Dr Simon Clarke, Associate Professor in Cellular Microbiology at the University of Reading, said:

“This new, peer reviewed study has studied the lethality of the coronavirus that causes Covid-19 by directly comparing the outcomes of individuals infected in the community, either with the B.1.1.7 ‘Kent’ variant or other, pre-existing variants. Other factors such as age, sex, ethnicity and socioeconomic status, could be eliminated by matching results to someone with a similar profile.

“Patients infected with the Kent variant were 64% more likely to die than those infected with other versions of the virus circulating in the UK. While it is important to note that absolute risk remained low, increasing from 2.5 to 4.1 deaths per 1000 cases, this is substantially higher than the 30-40% possible increase reported by Sir Patrick Vallance on 22nd January, which was dismissed as unlikely in some quarters. Unsurprisingly, the increase in lethality is largest in men and increases with age. Further data is needed to make any meaningful conclusions on ethnicity or socioeconomic status.

“It is now well established that the Kent variant is more transmissible; it has come to dominate in the UK and it is increasing in prevalence in other parts of the developed world. This increased lethality, in addition to the increased transmissibility, means that this version of the virus presents a substantial challenge to healthcare systems and policy makers. It also makes it even more important people get vaccinated when called.”


Dr Julian Tang, Honorary Associate Professor/Clinical Virologist, University of Leicester, said:

“Again, I’m still not yet very convinced by these results.

“Clinical teams know that the coldest winter temperatures occurring in Jan/Feb can exacerbate all the comorbidities that predispose to more severe outcomes of COVID-19 – like chronic heart, lung, renal, neurological diseases – including diabetes, hypertension (stressing the heart).

“So without the careful matching of comorbidities in the VOC and non-VOC arms, these differential clinical severity model outcomes are still questionable.

“We really need to revisit this in Spring to account for the cold weather factor – and there are also other seasonal variables related to shorter daylight hours, such as melatonin levels that may impact differentially on VOC vs. non-VOC clinical outcomes – related to host immune responses.

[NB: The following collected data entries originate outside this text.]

PR #425, opened 2026-08-01
fix: company summary self-heals position after WooCommerce's own field resort

dgjlindsay:
## Summary

Follow-up to PR #424 (TWO-25324). The mandated post-merge live-verify on woocom-dev.staging.two.inc/checkout/ found a real gap: the company-number summary now renders as a correctly right-aligned block (pixel-confirmed against the input's right edge), but the whole summary block sat **above** the company field instead of below it — failing the literal acceptance criterion for #1.1.

Root cause: `WC_Twoinc_Checkout.php` already documents (in the comments above `move_country_field()` and `sync_locale_country_priority()`) that WooCommerce core's own `address-i18n.js` detaches and re-appends every `.form-row` in the billing wrapper by priority, on **every** checkout load — not only on country change. `getCompanySummaryNode()` positioned the summary `<div>` once, on first creation, and never again — but the summary isn't a `.form-row`, so it never takes part in that resort. Once WC moved the real fields past it, it stayed stranded above all of them for the rest of the page's life. The plugin already carries two established fixes for exactly this mechanism (for the country field); this is the same class of bug for the summary.

Fix: re-run the anchor's `insertAfter` on every `getCompanySummaryNode()` call, not just on creation. `insertAfter` on an already-attached node moves it rather than cloning, so any `renderCompanySummary()` call (pick, payment-method switch, country change, re-render — all of which already call it) snaps the summary back into place, at the cost of one no-op DOM move when nothing has drifted.

## Test plan

- [x] `npm run test:js` — 203/203 passing (added 1 new test)
- [x] New test simulates WooCommerce's own field resort (detach + re-append the real fields past the summary) and asserts the next `renderCompanySummary()` call snaps the summary back into place
- [x] Mutation-verified: reverted the fix, confirmed the new test fails, restored
- [ ] Live-verify post-merge on staging

### DIFF
--- a/assets/js/twoinc.js
+++ b/assets/js/twoinc.js
@@ -1270,11 +1270,23 @@ let twoincDomHelper = {
    * them. The plugin already carries two established fixes for exactly this
    * mechanism (for the country field) — this is the same class of bug for
    * the summary. `insertAfter` on an already-attached node MOVES it rather
-   * than cloning, so re-running it here on every `renderCompanySummary()`
-   * call (which already fires on every pick, payment-method switch, country
-   * change and re-render) snaps the summary back into place after any
-   * external resort, at the cost of one no-op DOM move on calls where
-   * nothing has drifted.
+   * than cloning, so re-checking the anchor here on every
+   * `renderCompanySummary()` call (which already fires on every pick,
+   * payment-method switch, country change and re-render) snaps the summary
+   * back into place after any external resort.
+   *
+   * Guarded on `$node.prev()` (round 1 review — Han): re-running
+   * `insertAfter` UNCONDITIONALLY, on every call, physically detaches and
+   * re-inserts the node even when nothing has drifted — measured with a
+   * MutationObserver, every "healthy" call still fires a childList removal
+   * + addition. That collapses any text selection inside the summary (the
+   * only interaction this read-only org-number display affords is
+   * selecting it to copy), forces a reflow, and would restart any CSS
+   * transition a brand overlay puts on this element (`.custom-checkout
+   * .twoinc-company-summary` in twoinc.css proves overlays do style it).
+   * `.prev()` is element-only (ignores text nodes), so "prev is already the
+   * anchor" reliably implies "already positioned, same parent, nothing to
+   * do" — the move only runs when the anchor actually changed.
    *
    * @returns {Object} jQuery-wrapped summary, or an empty set on a page with
    *   no company fields at all
@@ -1299,7 +1311,8 @@ let twoincDomHelper = {
     }
 
     const $wrapper = $field.closest(".twoinc-inp-container");
-    $node.insertAfter($wrapper.length ? $wrapper : $field);
+    const $anchor = $wrapper.length ? $wrapper : $field;
+    if ($node.prev()[0] !== $anchor[0]) $node.insertAfter($anchor);
     return $node;
   },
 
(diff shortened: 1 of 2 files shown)


dgjlindsay:
**Adversarial review — round 1** (Han + Vader)

Vader: mutation-verified the fix independently (8 mutations against the actual anchor logic — reversion to create-once, insertAfter→insertBefore, priority-swap, etc.), confirmed the new test is the sole killer for the ones that matter. Checked the pay-for-order page's separate `.twoinc-inp-container` anchor path (clean, no interaction), and the field-vanishes-mid-render edge case (no regression, same outcome as pre-fix). No blocking findings, two coverage NITs noted (untested pay-page wrapper path, untested `isNew` branch — both pre-existing/low-risk, not fixed this round).

Han: confirmed the anchor choice (`#company_id_field` after `#billing_company_display_field`) is correct for the right reason — verified the actual WooCommerce field priorities in `WC_Twoinc_Checkout.php` rather than assuming. Found a real issue: repositioning **unconditionally** on every call physically detaches and re-inserts the DOM node even when nothing drifted (measured with a MutationObserver) — collapsing any text selection inside the summary (the only interaction this read-only display affords) and forcing an avoidable reflow. Fixed in 94821db: guard on `$node.prev()` matching the computed anchor, only move when it's actually changed. This also eliminates his related observation about layout shift under an open dropdown.

Declined as out-of-scope hardening (both explicitly optional in the reviewer's own writeup): subscribing to `country_to_state_changed` directly instead of relying on script enqueue order, and anchoring on "last company row in the DOM" instead of a fixed field-priority order.

Mutation-verified the round-1 fix (spied on `insertAfter`, confirmed it's not called on an already-positioned re-render; reverted the guard and confirmed the new test fails). Full suite: 204/204 passing.

— Claude

dgjlindsay:
**Adversarial review — round 2 (clean)**

Han: independently verified the round-1 guard fix is correct in both branches, confirmed the anchor-identity-swap concern isn't reachable (WC's own fragment-refresh replaces the review table/payment box, never the billing wrapper — and if it ever did, the summary would self-heal via recreation), and verified the spy-test's mock cleanup is double-covered (`jest.config.js` already sets `restoreMocks`+`resetMocks`, confirmed on origin/staging pre-dating this PR). One pre-existing, non-blocking coverage gap noted (pay-for-order page's `.twoinc-inp-container` anchor branch has no DOM-level test) — flagged as a follow-up ticket candidate, not fixed here.

Vader: ran 13 independent mutations against the guard logic (revert, `!==`→`===`, `.prev()`→`.next()`, `insertAfter`→`insertBefore`/`appendTo`, anchor-selection changes, etc.) — all real mutations killed by name-appropriate tests, confirmed 2 as equivalent mutants (no behavior difference) and 2 as the same pre-existing gap Han found. One real cosmetic finding: a dead ternary (`isNew ? jQuery() : $node`) that's provably identical to plain `$node` at that line — fixed in b1263ed, no behavior change.

No bugs in this round. Both reviewers recommend merge.

Full suite: 204/204 passing.

— Claude

dgjlindsay:
e2e-tests failing again with the identical signature confirmed on #424 (admin login 404, pre-existing infra breakage unrelated to this diff). All checks this PR is responsible for are green. Merging per the self-review lane (no branch protection, reviewDecision null, 2 review rounds — round 1 found and fixed a real DOM-churn issue, round 2 clean, 10-minute quiet window elapsed).

— Claude

PR #226, opened 2025-02-11
feat: use uv to install project

ireneisdoomed:


ireneisdoomed:
This is halted. These changes update the pyspark version which causes some parsers to fail. Will be reviewed after the release

DSuveges:
Thanks @ireneisdoomed for the work so far! I would argue that there's no need to distinguish between PPP and non-PPP parsers. I would just move the files to the same modules folder. Also, I know this is very marginal, but is `modules` the most appropriate name for this folder? (I'm just asking, because if we are already touching stuff, we can re-shuffle, however we want)

PR #228, opened 2025-02-19
build: upgrade yarl to fix environment conflict

ireneisdoomed:
This is a minor fix. The PGx evidence was failing because the environment was not properly set up (OpenAI was failing with [this error](https://community.openai.com/t/error-with-openai-1-56-0-client-init-got-an-unexpected-keyword-argument-proxies/1040332/2)).

I have fixed the environment so that `pip3 install -r requirements-frozen.txt` correctly sets up all dependencies. The changes in the pgx are only minor.


vivienho (approved):
All looks good!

“Also, there is another possible confounder within the last few months which may impact on the VOC/non-VOC unequally, I.e. the winter timing of this 3rd lockdown – which adds to various stress factors due to lack of exercise, increased consumption of junk food, stresses related to home schooling, increased and prolonged economic stress, ongoing lack of attendance for other healthcare problems, etc. which may impact on various host immune responses to these viruses.

“But at the end of the day, we just deal with all such cases as and when they present to the NHS – so this type of analysis does not really impact on that.”